### WHAT TO PRODUCE
Would you filter the listing below so that only lines with the word "never" remain?

--------------------------------------------------

PR #426, opened 2026-03-20
Add metadatabase URL override for CloudKit sync

byMohamedali:
## Summary

Adds an optional `metadatabaseURL` override to SQLiteData's CloudKit APIs so callers can choose where the CloudKit metadata database lives.

## Changes

- Add `metadatabaseURL: URL? = nil` to:
  - `SyncEngine.init(for:tables:privateTables:containerIdentifier:metadatabaseURL:defaultZone:startImmediately:delegate:logger:)`
  - `Database.attachMetadatabase(containerIdentifier:metadatabaseURL:)`
- Preserve existing behavior when no override is provided.
- Create the parent directory of the resolved metadata URL instead of always creating `Application Support`.

## Motivation

Some platforms, notably tvOS, may not allow the current hardcoded `Application Support` behavior for this metadata database. The main user database may already be configured to live somewhere else, but CloudKit setup still fails because the metadata store is not configurable.

This change keeps the default behavior intact for existing apps while allowing callers to explicitly provide a writable location when needed.

## Example

```swift
let metadataURL = FileManager.default
  .urls(for: .cachesDirectory, in: .userDomainMask)
  .first?
  .appendingPathComponent(".SQLiteData.metadata.sqlite")

var configuration = Configuration()
configuration.prepareDatabase { db in
  try db.attachMetadatabase(metadatabaseURL: metadataURL)
}

let database = try SQLiteData.defaultDatabase(
  path: databaseURL.path,
  configuration: configuration
)

let syncEngine = try SyncEngine(
  for: database,
  privateTables: MyTable.self,
  metadatabaseURL: metadataURL
)
```

### DIFF
--- a/Sources/SQLiteData/CloudKit/Internal/Metadatabase.swift
+++ b/Sources/SQLiteData/CloudKit/Internal/Metadatabase.swift
@@ -13,11 +13,12 @@
       open "\(url.path(percentEncoded: false))"
       """
     )
-    try FileManager.default.createDirectory(
-      at: .applicationSupportDirectory,
-      withIntermediateDirectories: true
-    )
-
+    #if !os(tvOS)
+      try FileManager.default.createDirectory(
+        at: .applicationSupportDirectory,
+        withIntermediateDirectories: true
+      )
+    #endif
     @Dependency(\.context) var context
     guard !url.isInMemory || context != .live
     else {
--- a/Sources/SQLiteData/CloudKit/SyncEngine.swift
+++ b/Sources/SQLiteData/CloudKit/SyncEngine.swift
@@ -2239,10 +2239,12 @@
         containerIdentifier: containerIdentifier
       )
       let path = url.isInMemory ? url.absoluteString : url.path(percentEncoded: false)
-      try FileManager.default.createDirectory(
-        at: .applicationSupportDirectory,
-        withIntermediateDirectories: true
-      )
+      #if !os(tvOS)
+        try FileManager.default.createDirectory(
+          at: .applicationSupportDirectory,
+          withIntermediateDirectories: true
+        )
+      #endif
       let database: any DatabaseWriter =
         url.isInMemory
         ? try DatabaseQueue(path: path)


byMohamedali:
Yes sorry for late answer, on tvOS we can use only this 
`FileManager.default.urls(for: .cachesDirectory, in: .userDomainMask).first` path and the app crash when trying to create the SyncEngine sql file, have you tried on tvOS ?

Armenm:
I was having the same issue on tvOS.

Metadatabase connection:
open "/var/mobile/Containers/Data/Application/EA2A5822-43D4-4D8D-A18A-B51577A8284C/Library/Caches/AppName/.playlist-credentials.metadata-iCloud.***.sqlite"
[CloudKit] sync unavailable
- Container: iCloud.***
- Domain: NSCocoaErrorDomain
- Code: 513
- Description: You don’t have permission to save the file “Application Support” in the folder “Library”.
- UserInfo: ["NSUnderlyingError": Error Domain=NSPOSIXErrorDomain Code=1 "Operation not permitted", "NSURL": file:///var/mobile/Containers/Data/Application/EA2A5822-43D4-4D8D-A18A-B51577A8284C/Library/Application%20Support, "NSFilePath": /var/mobile/Containers/Data/Application/EA2A5822-43D4-4D8D-A18A-B51577A8284C/Library/Application Support]

mbrandonw:
Yes, so then it seems to me this is the problem:

https://github.com/pointfreeco/sqlite-data/blob/65502acdb033ec8025a0bcc443abf2f4ca0598f9/Sources/SQLiteData/CloudKit/SyncEngine.swift#L2242-L2245

We are actively creating the application support directory when establishing the metadatabase. I don't think that really needs to be there and may have just been left over from some other change. It seems we could just remove that to fix this.

But either way, I would ask you to please investigate a better fix than what this PR does right now, because as far as I can tell it should not be necessary to customize where the metadatabase is saved. It is saved in the same directory as the user's database, and so as long as the user is saving their database is the correct place, the metadatbase should be fine.

byMohamedali:
You’re right, the `metadatabaseURL` override was too broad.

  I reworked the fix so we don’t change the public API or thread a new parameter through the
  constructors. Instead, the workaround is scoped to tvOS only: we skip the unconditional
  `Application Support` directory setup in the two internal metadatabase code paths there,
  while preserving the existing behavior on the other platforms.

  So this keeps the old behavior everywhere else and limits the fix to the platform that was
  actually having trouble.

mbrandonw:
I am going to close this because I believe it was fixed in another PR. Please do open a discussion if you are having problems still.

PR #441, opened 2026-04-06
Add missing package dependencies to resolve non-SPM linker failures

scogeo:
## Summary

Fixes linker issues when non-SPM targets depend on `SqliteData` by explicitly declaring missing package dependencies.

## Details

When linking non-SPM targets to `SqliteData`, builds can fail due to undeclared dependencies in the `sqlite-data` package:

- `StructuredQueriesCore` is directly imported in multiple source files but is not listed in the package manifest.
- `StructuredQueriesSQLiteCore` is not explicitly imported, but is resolved transitively by Swift Package Manager. However, this transitive resolution does not carry over to non-SPM targets, resulting in missing symbol linker errors (especially in test builds).

A typical failing dependency chain:

    (.xctest, .xcframework, .appex)
        → (internal SPM library)
            → (sqlite-data)

In these cases:
- Compilation succeeds and dependencies appear resolved.
- Linking fails in test builds or produces warnings in non-test builds.

## Environment

- Xcode 26.4 (17E192)  
- swift-driver 1.148.6  
- Apple Swift 6.3 (swiftlang-6.3.0.123.5 clang-2100.0.123.102)  
- Target: arm64-apple-macosx26.0  

## Resolution

This PR explicitly adds the missing dependencies to the package manifest, ensuring consistent linking behavior across both SPM and non-SPM targets.

### DIFF
--- a/Package.swift
+++ b/Package.swift
@@ -58,6 +58,7 @@ let package = Package(
         .product(name: "Sharing", package: "swift-sharing"),
         .product(name: "StructuredQueriesCore", package: "swift-structured-queries"),
         .product(name: "StructuredQueriesSQLite", package: "swift-structured-queries"),
+        .product(name: "StructuredQueriesSQLiteCore", package: "swift-structured-queries"),
         .product(
           name: "Tagged",
           package: "swift-tagged",
--- a/Package.swift
+++ b/Package.swift
@@ -56,6 +56,7 @@ let package = Package(
         .product(name: "OrderedCollections", package: "swift-collections"),
         .product(name: "Perception", package: "swift-perception"),
         .product(name: "Sharing", package: "swift-sharing"),
+        .product(name: "StructuredQueriesCore", package: "swift-structured-queries"),
         .product(name: "StructuredQueriesSQLite", package: "swift-structured-queries"),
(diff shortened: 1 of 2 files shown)


mbrandonw:
Hi @scogeo, sorry we never responded to this. We've been modernizing our packages to turn on explicit imports (#467) and so hopefully some of that work will fix any problems you are seeing.

But I am curious about how exactly to reproduce the problem you are running into here. Because StructuredQueriesSQLite re-exports those two libraries, so it should be sufficient to just depend on the one. We'd be happy to merge this if it fixes something, but we just want to understand what is going on.

scogeo:
@mbrandonw No worries. My project is fairly complex, so I would have to create a much simpler project that can reproduce it.  I am hoping it may also just be an Xcode tooling issue that self resolves at some point. If you prefer, we can close this PR for now, and I can open an issue when I have a simpler reproducible project along with a PR that resolves it. 

If I confirm that #467 fixes the issue I will add a followup comment.

scogeo:
@mbrandonw I have verified that #467 has resolved the linker issues I was experiencing , so I'm closing this PR.

PR #464, opened 2026-05-22
Add Android GRDB SQLCipher support

woodymelling:
https://github.com/groue/GRDB.swift/pull/1708

This is a PR to use the same SQLCipher trait that is employed over in GRDB to support Android. 

This is an initial path that seems to allow compiling for Android through skip, but there may be better ways to do it.

It seems that the grdb-sqlcipher needs some updates to match GRDB, so there's a little bit of shim code in here for the time being. I'll work on getting that updated while we discuss

### DIFF
--- a/Package.swift
+++ b/Package.swift
@@ -24,11 +24,22 @@ let package = Package(
     .trait(
       name: "SQLiteDataTagged",
       description: "Introduce SQLiteData conformances to the swift-tagged package."
+    ),
+    .trait(
+      name: "GRDBCIPHER",
+      description: "Use the SQLCipher-backed GRDB package."
     )
   ],
   dependencies: [
     .package(url: "https://github.com/apple/swift-collections", from: "1.0.0"),
-    .package(url: "https://github.com/groue/GRDB.swift", from: "7.6.0"),
+    .package(
+      url: "https://github.com/swift-everywhere/grdb-sqlcipher.git",
+      from: "7.5.0",
+      traits: [
+        .trait(name: "GRDBCIPHER", condition: .when(traits: ["GRDBCIPHER"]))
+      ]
+    ),
+    .package(url: "https://github.com/skiptools/swift-sqlcipher.git", from: "1.3.0"),
     .package(url: "https://github.com/pointfreeco/swift-concurrency-extras", from: "1.0.0"),
     .package(url: "https://github.com/pointfreeco/swift-custom-dump", from: "1.3.3"),
     .package(url: "https://github.com/pointfreeco/swift-dependencies", from: "1.9.0"),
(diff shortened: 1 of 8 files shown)


Sources/SQLiteData/CloudKit/Internal/UserDatabase.swift
```diff
@@ -16,7 +16,7 @@
     }
 
     package func write<T: Sendable>(
-      _ updates: @Sendable (Database) throws -> T
+      _ updates: @escaping @Sendable (Database) throws -> T
```
mbrandonw, line 19: Can you explain why this is necessary? The `database.write` method in GRDB being called below only requires a `@Sendable` closure.

Sources/SQLiteData/CloudKit/SyncEngine.swift
```diff
@@ -756,15 +756,15 @@
       try tearDownSyncEngine()
       await withErrorReporting(.sqliteDataCloudKitFailure) {
         try await userDatabase.write { db in
-          for table in tables {
+          for table in self.tables {
```
mbrandonw, line 759: Is this because Skip/Android is using an older version of Swift that doesn't allow an implicit `self`? Or something else?

Package.swift
```diff
@@ -24,11 +24,22 @@ let package = Package(
...
       description: "Introduce SQLiteData conformances to the swift-tagged package."
+    ),
+    .trait(
+      name: "GRDBCIPHER",
+      description: "Use the SQLCipher-backed GRDB package."
     )
   ],
   dependencies: [
     .package(url: "https://github.com/apple/swift-collections", from: "1.0.0"),
-    .package(url: "https://github.com/groue/GRDB.swift", from: "7.6.0"),
```
mbrandonw, line 31: As far as I can tell this is completely removing GRDB proper and using only the SQLCipher version? I don't think we would want to do that for people that don't need SQLCipher.

Package.swift
```diff
@@ -91,6 +107,7 @@ let package = Package(
 )
 
 let swiftSettings: [SwiftSetting] = [
+  .define("GRDBCIPHER", .when(traits: ["GRDBCIPHER"])),
```
mbrandonw: This shouldn't be necessary. Traits already define a flag in Swift that can be used with `#if`.

Package.swift
woodymelling: Oops missed a commit, pushed the change with GRDB as a default trait

Package.swift
woodymelling: Addressed

Sources/SQLiteData/CloudKit/Internal/UserDatabase.swift
woodymelling: This is a req of the current `swift-everywhere/grdb-sqlcipher` fork.

I'm looking into why that's happening, and if it's a straightforward update. 
I'll mark this as draft until we're able to squash this back to the GRDB shape.

Sources/SQLiteData/CloudKit/SyncEngine.swift
woodymelling: No, this is fallout from making this escaping. 
Hopefully the final patch will just be the import changes

PR #466, opened 2026-05-27
Use new task local trait from ConcurrencyExtras.

mbrandonw:
We have a new `.taskLocal` test trait in ConcurrencyExtras (see [here](https://github.com/pointfreeco/swift-concurrency-extras/pull/65)), and so let's start using it in this library. We are able to delete 180 lines of boilerplate for a bunch of task locals we use in our test suite to configure various parts of the sync engine.


Tests/SQLiteDataTests/Internal/TestScopes.swift
```diff
@@ -3,176 +3,30 @@
...
-      try await Self.$prepareDatabase.withValue(prepareDatabase) {
-        try await function()
-      }
-    }
+  var prepareDatabase: @Sendable (UserDatabase) async throws -> Void {
+    _$prepareDatabase.get()
   }
+  let _$prepareDatabase = TaskLocal<@Sendable (UserDatabase) async throws -> Void>(
+    wrappedValue: { _ in }
+  )
```
mbrandonw: Unfortunately the test suite defines the task locals and so we cannot reference the macro generated code (`$prepareDatabase`) from this target. So I've decided to expand the macro code, but alternatively we could have extracted the task locals to their own package.

stephencelis (approved):

PR #535, opened 2013-11-07
adds ridelapse example

geografa:
@tmcw This seems a bit much for an example. If you have ideas for slimming it down...


tmcw:
Added code style docs: https://github.com/mapbox/mapbox.js/blob/master/EXAMPLES.md#code-style - please reformat the code to taste
- `var coor = ride.features[0].geometry.coordinates;` - why?
- Needs plenty of explanatory code comments
- This code looks to me like it will run off the end of the coordinates array when `i` gets higher than the number of bits in the line segment. @rsudekum is that the case?

tmcw:
Closing; https://github.com/mapbox/mapbox.js/blob/gh-pages/_posts/examples/v1.0.0/0100-01-01-marker-movement.html is hitting this

PR #539, opened 2013-11-11
Title for each example, viewport scale.

bsudekum:
Viewport scale got lost in recent updates. This PR also adds the title of example to each example.

cc @tmcw


tmcw:
Cool, green button it.

Issue #485, opened 2013-08-29
Redesign attribution control


heyitsgarrett:
_[Internal MapBox context here](https://github.com/mapbox/frontend/issues/172)_

As part of our work with promoting the relationship between OSM and MapBox maps, I built a lightweight Leaflet plugin ([demo](http://www.mapbox.com/labs/attribution)) that combined attribution and an 'Improve this map' link.

![cap](https://f.cloud.github.com/assets/200357/1050950/70c0fe40-10c2-11e3-8725-cf70cda6d916.gif)

This style could be refactored nicely as the default attribution for mapbox.js, with an optional 'improveMapLink' boolean attribute.

incanus:
This button borrows heavily from the iOS look, which doesn't look like that anymore on iOS 7. 

![6-7](https://f.cloud.github.com/assets/17722/1077335/546c80e8-14fa-11e3-8eb1-fb5fa8aafc56.png)

heyitsgarrett:
Would like to consider this for mapbox.js 1.5, including thinking about how the above 'Improve this map' interaction ideas could play a part in connecting dots between consumers of the map and OSM contributors.

tmcw:
@heyitsgarrett the time is now: Leaflet v0.7.0 is launched and work is happening in the v1.5.0 branch. Would love to see if you can knock this out this week?

tristen:
Taking this one on in https://github.com/mapbox/mapbox.js/tree/mapbox-attribution-control

heyitsgarrett:
@tristen is a super:star:

tristen:
Merged!

PR #563, opened 2013-11-20
Mapbox info control

tristen:
This commit adds a new info control in reference to #485 
- [x] Add and remove attribution on layerAdd and layerRemove like [in L.Control.Attribution](https://github.com/Leaflet/Leaflet/blob/master/src/control/Control.Attribution.js#L27-L29)
- [x] IE test

I stuck with an _info_ icon as this felt visually stronger as an icon as is more diverse than a &copy; I've also placed this control in the bottom left corner (as opposed to the bottom right) as it created some awkwardness when a legend was just above it.

Here's a little animation of it. The control appends any attribution content passed in to `L.mapbox.infoControl.addInfo()` and adds an "Improve this Map" link by default. There's also a supported removeInfo method. 

attribution


incanus:
Was gonna say: in addition to any other reasons, the edit in OSM link could be really tricky on mobile web devices, where I don't think iD is meant to tread just yet...

tmcw:
From meatspace: we are re-adding edit in osm, making it off by default, and showing it when (requested && !mobile)

tristen:
@incanus right - I'm conditioning the display of this on mobile with `!L.Browser.mobile`

src/info_control.js
```diff
@@ -0,0 +1,94 @@
+'use strict';
+
+var InfoControl = L.Control.extend({
+    options: {
+        position: 'bottomleft',
+        sanitizer: require('sanitize-caja'),
+        editinosm: false
```
jfirebaugh: Options names are camel case, suggest `editLink`.

tristen: Sounds good

src/info_control.js
```diff
@@ -0,0 +1,94 @@
...
+        }
+
+        return this;
+    },
+
+    _osmlink: function() {
+        var center = this._map.getCenter();
+        var z = this._map.getZoom();
+        window.open('http://www.openstreetmap.org/edit?' + 'zoom=' + z +
+        '&editor=id' + '&lat=' + center.lat + '&lon=' + center.lng);
```
jfirebaugh: Don't include `editor=id` here, the default is to use an appropriate editor automatically (iD for most users, preferred editor for users who have set one, P2 for IE users).

src/map.js
```diff
@@ -15,7 +16,9 @@ var Map = L.Map.extend({
         markerLayer: {},
         gridLayer: {},
         legendControl: {},
-        gridControl: {}
+        gridControl: {},
+        infoControl: {},
+        attributionControl: false
```
jfirebaugh: Should L.mapbox.map _not_ create an infoControl by default if someone explicitly passes `{attributionControl: true}`?

PR #578, opened 2013-11-26
Add Mobile subsections by fixing an omission in the generator script.

tmcw:
Is there a way to specify a different thing for the title versus the
link? Probably, but I am running away from YAML as quickly as possible.

/cc @tristen


tristen:
Holy radar dropping on my part. Thankfully this is all linked up now thanks to @tmcw

PR #600, opened 2013-12-12
better info icon on gray maps

samanpwbb:
Solves problem where info icon is illegible on gray maps.

Old:
screen shot 2013-12-12 at 5 31 01 pm
screen shot 2013-12-12 at 5 36 07 pm

New:
screen shot 2013-12-12 at 5 34 35 pm
screen shot 2013-12-12 at 5 36 31 pm


tmcw:
What's up with removing the 404040 color build? Was it unused?

samanpwbb:
@tmcw i replaced it with 000000

PR #607, opened 2013-12-18
Include simplestyle.style in API

tmcw:
@jfirebaugh could you review this?

Behavior of `map` constructor is:
- If `markerLayer` is provided, it pre-empts `featureLayer`, otherwise `featureLayer` is the default.
- `map.markerLayer` and `map.featureLayer` point to the same thing
- [ ] Add a deprecation notice to the API


test/spec/feature_layer.js
```diff
@@ -0,0 +1,159 @@
+describe('L.mapbox.markerLayer', function() {
```
jfirebaugh: Looks like the content of this file and `test/spec/marker_layer.js` are swapped.

jfirebaugh:
Looks good.

> Behavior of map constructor is...

Let's add a test for this.

Anything we need to consider from `marker.js`, like making `createPopup` feature-generic?

tmcw:
> Anything we need to consider from marker.js, like making createPopup feature-generic?

I can't think of anything, but will test polygon-popups before shipping.

Fixed up the test comment, renamed, and tested the options aliasing.

jfirebaugh:
:shipit:

PR #610, opened 2013-12-24
Remove trailing comma from bower.json

benbalter:
Otherwise, bower can't parse the JSON.

//cc @skalnik


skalnik:
Woops, my bad. Nice catch @benbalter!

PR #615, opened 2014-01-06
Integrate Leaflet docs on page, add 1.6.0 docs

tmcw:
This integrates Leaflet docs inline with mapbox.js docs.
- How do you pull a specific version of Leaflet docs? doesn't seem like we can use the npm package or git tags. /cc @mourner 
- This makes the page extremely long, too long in my opinion for actual use. I think this needs more structure like... collapsible sections, or mapbox.js & leaflet on different pages, or something else? Thoughts @tristen ?
- Leaflet's `reference.html` is not one thing - it's a TOC, an intro, and Javascript code. I've removed this manually for the time being, and could write some javascript `.replace()` to do the same thing, but this seems icky and hacky and I would like not to. /cc @mourner


mourner:
Yeah, I wasn't tagging the website, just keeping `gh-pages` and `gh-pages-0.x` (deleting older branches).

tmcw:
Okay, pushed one possibility, would love thoughts on it. There are still gotchas like:
- We style all things with `#map` as big maps anywhere they are regardless of anything. LOL?
- If Jekyll was ever good, it ain't now. Using Jekyll for docs sucks. I want to not.
- Leaflet docs don't work with links yet.

Right now IA is

Landing page (with intro docs) -> (all | individual page)

tmcw:
Bonus: our approach to links doesn't scale at all. Links should not be the way they are, they should be autodetected or generated post-facto.

Leaflet being in html and mapbox being in md sucks.

PR #629, opened 2014-01-14
Fixed layout

tmcw:
- [x] We need a page to link to to show examples
- [x] We need a page to link to to show plugins
- [x] We need to add an obvious link back to mapbox. This means a logo like the rest of the site, not a hexagon or a text link.
- [x] Framing for plugins landing page
- [x] Framing for examples landing page


tmcw:
- This should have a MapBox logo in the top left. It's cool that it's different from the rest of the site, but this is not part of the 'app' and for a vast majority of users it will be a blank user image, which does not say "go to the home page"
- The plugins page cannot be a sidebar: it needs to be a webpage, so it needs a URL that people can link to. Let's move plugins to the right hand side so that they can have content and not all URLs are clipped.
- Plugins need to have license text
- TOC sections do not highlight active links, and need to.

aaronlidman:
@tristen 
- here are the changes I brought up https://github.com/mapbox/mapbox.js/tree/tighterTOC
- take it or leave it but I think it makes things clearer
- not really feeling the examples thumbnails, many of the concepts there are not simple enough to make into an image
- I'm working on plugins now

screen shot 2014-01-16 at 12 53 59 pm

tmcw:
I agree with Aaron here, thumbnails just aren't effective for examples right now. Can we get a `/plugins` homepage back? Would love to have something simple and scrollable.

tristen:
> Thumbnails just aren't effective for examples right now

I think its worth investing time in the examples: Adding great thumbnails, Having a collection of hot base maps to use for them, improving any example UI, and writing better descriptions. In the meantime:

screenshot_2014-01-16screen shot 2014-01-16 at 6 24 04 pm

I still see this flat list in descending order being a valuable layout listing right now.

tmcw:
When we have great thumbnails, we should add design to accentuate them, if possible. Until then, it does not make sense to have parts of the website that will make sense in the future: people do not know they will be great, only that they aren't great right now.

I would love to refocus on getting this straightforward and simple rather than rolling in new design experiments.

tristen:
Yep I hear you. Will break the thumbnail work into a new branch.

tmcw:
We really need more than a hexagon here. Sorry to be so naggy about this, but we need to stop trading clarity for brevity.

lxbarth:
Echoing @tmcw, the /mapbox.js proposed here doesn't tie back to Mapbox.com.

What are our goals for redesigning mapbox.js?

Without context, here are additional problems I find with navigation and information hierarchy:
- Can't link to Examples or Plugins page (user story: link drop mapbox.js examples to novice to get started)
- Clicking on Examples/API/Plugins.js doesn't take me to a landing page
- I need to click on Mapbox.js v1.6.0 to get to the landing page of the API
- There should be a simple beautiful landing page for each section, framing expectations. There is only one for API

lxbarth:
To illustrate this more. This is the current [mapbox.js examples landing page](https://www.mapbox.com/mapbox.js/example/v1.0.0/). It is simple and effective:
- Start concrete with the most simple example
- Clear actions: use the simple example, or look for others
- Has a URL. This is one of the top three pages I link drop.

screen shot 2014-01-16 at 5 44 53 pm

aaronlidman:
For me:
- [x] Better plugin layout, it's haphazard and awkward right now
- [x] Link to origin of each plugin (currently coupled with license)
- [x] Link to full documentation

tmcw:
@aaronlidman in the interest of getting this to mergetown faster, feel free to punt on adding any more plugins and any screenshots of them.

@tristen 



Can we please stop circling around the simple solution here and getting caught up in this distraction?

Adding a hit-list of launch tasks to the PR description.

tristen:
> Can we please stop circling around the simple solution here and getting caught up in this distraction?

Please outline the problem here.

tmcw:
- If users can't find the homepage link of the website, they will type in `mapbox.com` again in the URL bar. This is not a theoretical problem, this is exactly what happened with the spaceship redesign, and it hit even internet-savvy users like former Mapbox employees. We should not make this mistake again.
- Mapbox.js is a common landing page, even from outside of the site, via links. Why would we give up our ability to brand here, and to offer a clear way to say "oh, this is a cool api, where is it from? let me buy this thing"

On the other hand:
- Why would we spend this much time trying to reinvent the top left corner of the page when we (1) already have an easy, simple solution and (2) have actual bugs to fix.

tmcw:
Okay, let's land this. Let me know if I can pick up tasks, I'm ready to tag & deploy mapbox.js v1.6.1 as soon as @tristen is happy with the site. @aaronlidman is writing a blog post about the plugins page and I'll write a post about the API docs & mapbox.js update

Issue #640, opened 2014-01-21
Passing TileLayer options to L.mapbox.Map


rclark:
The docs are a little ambiguous / don't actually tell you that you can pass TileLayer options when you're creating a map.

![screen shot 2014-01-20 at 5 55 39 pm](https://f.cloud.github.com/assets/515424/1959784/acb23fcc-8237-11e3-818a-6b71a11785bf.png)

Unclear as evidenced by my attempts to support retina displays...

``` javascript
var map = L.mapbox.map('map', 'rclark.map-hibbity', { detectRetina: true });
```

which didn't work so...

``` javascript
var map = L.mapbox.map('map', 'rclark.map-hibbity', { tileLayer: false });
L.mapbox.tileLayer('rclark.map-hibbity', { detectRetina: true });
```

which seemed redundant.

Then I [read the code](https://github.com/mapbox/mapbox.js/blob/master/src/map.js#L34-L37) and found out that you can just

``` javascript
var map = L.mapbox.map('map', 'rclark.map-hibbity', { tileLayer: { detectRetina: true } });
```

I'm happy to take a stab at adjusting the docs if it seems useful to others.

tmcw:
Definitely could be clearer here: take a shot at improving this & PR it.

rclark:
Related things that came up = 
- there are other options for any of the different controls / layers that could be defined by TileJSON. Worth documenting?
- I didn't find any developer docs about how to build docs locally to see your changes. This is what I did, but maybe there's a better way or I missed something? I'd like to write some instructions into a readme if that's okay.

``` sh
git clone git@github.com:mapbox/mapbox.js && cd mapbox.js
# ... make changes ...
git checkout -b update-docs
git commit -am "changed API.MD file"
npm link
cd .. && git clone git@github.com:mapbox.js mapbox.js.docs -b gh-pages
cd mapbox.js.docs/_docs
npm install
npm link mapbox.js
./build.sh
cd .. && jekyll serve
```

tmcw:
Can you add more detail to documentation at https://github.com/mapbox/mapbox.js/blob/master/DOCUMENTING.md ?

Also, if you're going to advise an `npm link` approach please be super explicit that the result of that should never be deployed: docs are deployed off of tagged versions, and never updated in place unless absolutely necessary.

rclark:
> Also, if you're going to advise an npm link approach

I'll write what I did up in that file, but if you have a smoother approach I'm all ears.

[...]

PR #641, opened 2014-01-21
Clarify map options

rclark:
Parameters passed to `L.mapbox.map` options are passed on to the child layers defined in TileJSON. Just trying to elaborate that in the docs. See #640


tmcw:
Great!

--------------------------------------------------

### TASK RESPONSE
Hi @scogeo, sorry we never responded to this. We've been modernizing our packages to turn on explicit imports (#467) and so hopefully some of that work will fix any problems you are seeing.
Also, if you're going to advise an `npm link` approach please be super explicit that the result of that should never be deployed: docs are deployed off of tagged versions, and never updated in place unless absolutely necessary.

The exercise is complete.